Exercise details
Report each line of the records below that holds the word "union".

Stored data:
PR #781, opened 2024-07-09
Add new class to exclusion [#780]

### LINKED ISSUE #780: InstallerExistingConfigTestBase is going to be deprecated
Issue: https://www.drupal.org/project/drupal/issues/3455820
Change Notice: https://www.drupal.org/node/3460001

Rule: https://github.com/mglaman/phpstan-drupal/blob/main/src/Rules/Drupal/Tests/BrowserTestBaseDefaultThemeRule.php#L74

nlighteneddesign:
This should include the exclusion for the new class to match the now deprecated InstallerExistingConfigTestBase.

- fixes #780

### DIFF
--- a/src/Rules/Drupal/Tests/BrowserTestBaseDefaultThemeRule.php
+++ b/src/Rules/Drupal/Tests/BrowserTestBaseDefaultThemeRule.php
@@ -71,6 +71,7 @@ final class BrowserTestBaseDefaultThemeRule implements Rule
 
         $excludedTestTypes = TypeCombinator::union(
             new ObjectType('Drupal\\FunctionalTests\\Update\\UpdatePathTestBase'),
+            new ObjectType('Drupal\\FunctionalTests\\Installer\\InstallerConfigDirectoryTestBase'),
             new ObjectType('Drupal\\FunctionalTests\\Installer\\InstallerExistingConfigTestBase')
         );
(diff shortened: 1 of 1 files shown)


src/Rules/Drupal/Tests/BrowserTestBaseDefaultThemeRule.php
```diff
@@ -71,6 +71,7 @@ public function processNode(Node $node, Scope $scope): array
 
         $excludedTestTypes = TypeCombinator::union(
             new ObjectType('Drupal\\FunctionalTests\\Update\\UpdatePathTestBase'),
+            new ObjectType('Drupal\\FunctionalTests\\Installer\\InstallerConfigDirectoryTestBase'),
             new ObjectType('Drupal\\FunctionalTests\\Installer\\InstallerExistingConfigTestBase')
         );
```
mglaman, line 76: We should only add it to the union if Drupal core is > 10.3.

nlighteneddesign: It's a brand new class, will it fail if it is in the union and it does not exist?

mglaman: It will not

Issue #364, opened 2022-03-12
datetime.module field type stubs


mglaman:
Part of https://github.com/mglaman/phpstan-drupal/issues/359. See [PHPStan documentation on Stub Files](https://phpstan.org/user-guide/stub-files).

Create stub files for the following field types in a `stubs/Drupal/datetime/Plugin/Field/FieldType` directory:

- `\Drupal\datetime\Plugin\Field\FieldType\DateTimeItem`

Add test cases to https://github.com/mglaman/phpstan-drupal/blob/main/tests/src/Type/data/field-types.php.

PR #785, opened 2024-07-11
Add stubs for datetime field type

ceesgeene:
Resolves https://github.com/mglaman/phpstan-drupal/issues/364

### DIFF
--- a/stubs/Drupal/datetime/Plugin/Field/FieldType/DateTimeItem.stub
+++ b/stubs/Drupal/datetime/Plugin/Field/FieldType/DateTimeItem.stub
@@ -1,0 +1,13 @@
+<?php
+
+namespace Drupal\datetime\Plugin\Field\FieldType;
+
+use Drupal\Core\Field\FieldItemBase;
+
+/**
+ * @property ?string $value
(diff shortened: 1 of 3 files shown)


stubs/Drupal/datetime/Plugin/Field/FieldType/DateTimeItem.stub
```diff
@@ -0,0 +1,13 @@
+<?php
+
+namespace Drupal\datetime\Plugin\Field\FieldType;
+
+use Drupal\Core\Field\FieldItemBase;
+
+/**
+ * @property ?string $value
+ * @property-read ?\Drupal\Core\Datetime\DrupalDateTime $date
```
mglaman, line 9: Technically it isn't read only. Core itself is doing 

```
$this->date = NULL;
```

Can we change this? Maybe when these phpdoc improvements go into core we can fix usages

ceesgeene: Sure thing!

mglaman (approved):
Thank you!!

Issue #369, opened 2022-03-12
datetime_range.module field type stubs


mglaman:
Part of https://github.com/mglaman/phpstan-drupal/issues/359

Create stub files for the following field types:

- `\Drupal\datetime_range\Plugin\Field\FieldType\DateRangeItem`

islam-m-ahmed:
i am intersted to do this work

PR #786, opened 2024-07-11
Daterange field type

ceesgeene:
https://github.com/mglaman/phpstan-drupal/issues/369

Note this MR is a follow up on https://github.com/mglaman/phpstan-drupal/pull/785

Also please carefully review the `@property-read null $date`. Not sure if this is the best solution. Maybe we should just remove the `extends DateTimeItem`.


stubs/Drupal/datetime_range/Plugin/Field/FieldType/DateRangeItem.stub
```diff
@@ -0,0 +1,17 @@
+<?php
+
+namespace Drupal\datetime_range\Plugin\Field\FieldType;
+
+use Drupal\datetime\Plugin\Field\FieldType\DateTimeItem;
+
+/**
+ * @property-read null $date
+ *   Even though this extends DateTimeItem, the date property does not actually
+ *   exist. It is not possible to undo a property definition.
```
mglaman, line 10: Oh... That is problematic.

mglaman (commented):
Need to see why the CI failed

PR #789, opened 2024-09-13
EntityReference formatter stubs

mstrelan:
Fixes the following issue (and other similar issues) when `checkFunctionArgumentTypes: true` is enabled

```
Parameter #1 $items of method Drupal\Core\Field\Plugin\Field\FieldFormatter\EntityReferenceFormatterBase::getEntitiesToView() expects Drupal\Core\Field\EntityReferenceFieldItemListInterface, Drupal\Core\Field\FieldItemListInterface given.
```


stubs/Drupal/Core/Field/Plugin/Field/FieldFormatter/EntityReferenceEntityFormatter.stub
mstrelan, line 1: It would be nice to add these just to `EntityReferenceFormatterBase` but that doesn't seem to work.

mstrelan:
Was this already fixed in https://github.com/mglaman/phpstan-drupal/pull/846?

mstrelan:
Closing as this is fixed. Confirmed by running phpstan against core with `checkFunctionArgumentTypes: true`. Previously a grep for "expects Drupal\Core\Field\EntityReferenceFieldItemListInterface" returned 13 errors, now returns 0.

PR #757, opened 2024-05-09
Adding the fix for the webflow 

DEVDESAGAR1:
Adding the fix for the webflow 

fixes #756

PR #790, opened 2024-09-24
Upgrade to webflo/drupal-finder 1.3

webflo:
Resolves https://github.com/mglaman/phpstan-drupal/pull/757

### DIFF
--- a/src/Drupal/DrupalAutoloader.php
+++ b/src/Drupal/DrupalAutoloader.php
@@ -88,7 +88,7 @@ class DrupalAutoloader
         $drupalParams = $container->getParameter('drupal');
 
         // Trigger deprecation error if drupal_root is used.
-        if (isset($drupalParams['drupal_root'])) {
+        if (isset($drupalParams['drupal_root']) && $drupalParams['drupal_root'] === null) {
             trigger_error('The drupal_root parameter is deprecated. Remove it from your configuration. Drupal Root is discoverd automatically.', E_USER_DEPRECATED);
         }
 
--- a/src/Drupal/DrupalAutoloader.php
+++ b/src/Drupal/DrupalAutoloader.php
@@ -91,7 +91,7 @@ class DrupalAutoloader
 
         $drupalRoot = $finder->getDrupalRoot();
         $drupalVendorRoot = $finder->getVendorDir();
-        if (! (bool) $drupalRoot || ! (bool) $drupalVendorRoot) {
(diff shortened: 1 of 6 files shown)


webflo:
@mglaman It should be possible to remove 'drupal_root' from the configuration completely.

mglaman:
We should be able to test dropping the `drupal_root` param with the package's own tests, as it relies on it

mglaman:
https://github.com/mglaman/phpstan-drupal/blob/main/tests%2Ffixtures%2Fconfig%2Fphpunit-drupal-phpstan.neon#L3

webflo:
@mglaman Should we decleare `drupal_root` as optional in the schema? It will break many configs without it.

mglaman:
Yeah let's define it as optional so nothing crashes

webflo:
@mglaman I could not figure out how to make it optional in the schema.

webflo:
I tried to use https://github.com/nette/schema/issues/27

webflo:
Lets set it do null initialy, I don't know how to use the deprecation method because it triggers a exception right away

mglaman:
This approach was used before https://github.com/mglaman/phpstan-drupal/blob/main/src%2FDrupal%2FDrupalAutoloader.php#L131-L134

I forgot we just added that. So manually triggering the error if the deprecated key exists

src/Drupal/DrupalAutoloader.php
```diff
@@ -84,19 +83,21 @@ class DrupalAutoloader
...
-         * @var array{drupal_root: string, bleedingEdge: array{checkDeprecatedHooksInApiFiles: bool, checkCoreDeprecatedHooksInApiFiles: bool, checkContribDeprecatedHooksInApiFiles: bool}} $drupalParams
+         * @var array{drupal_root: string|null, bleedingEdge: array{checkDeprecatedHooksInApiFiles: bool, checkCoreDeprecatedHooksInApiFiles: bool, checkContribDeprecatedHooksInApiFiles: bool}} $drupalParams
          */
         $drupalParams = $container->getParameter('drupal');
-        $drupalRoot = realpath($drupalParams['drupal_root']);
-        $finder = new DrupalFinder();
-        $finder->locateRoot($drupalRoot);
 
+        // Trigger deprecation error if drupal_root is used.
+        if (isset($drupalParams['drupal_root'])) {
```
mglaman, line 91: We should check if it's not `null`, since it's always set

mglaman:
Yay!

Solution to this task
         $excludedTestTypes = TypeCombinator::union(
         $excludedTestTypes = TypeCombinator::union(
mglaman, line 76: We should only add it to the union if Drupal core is > 10.3.
nlighteneddesign: It's a brand new class, will it fail if it is in the union and it does not exist?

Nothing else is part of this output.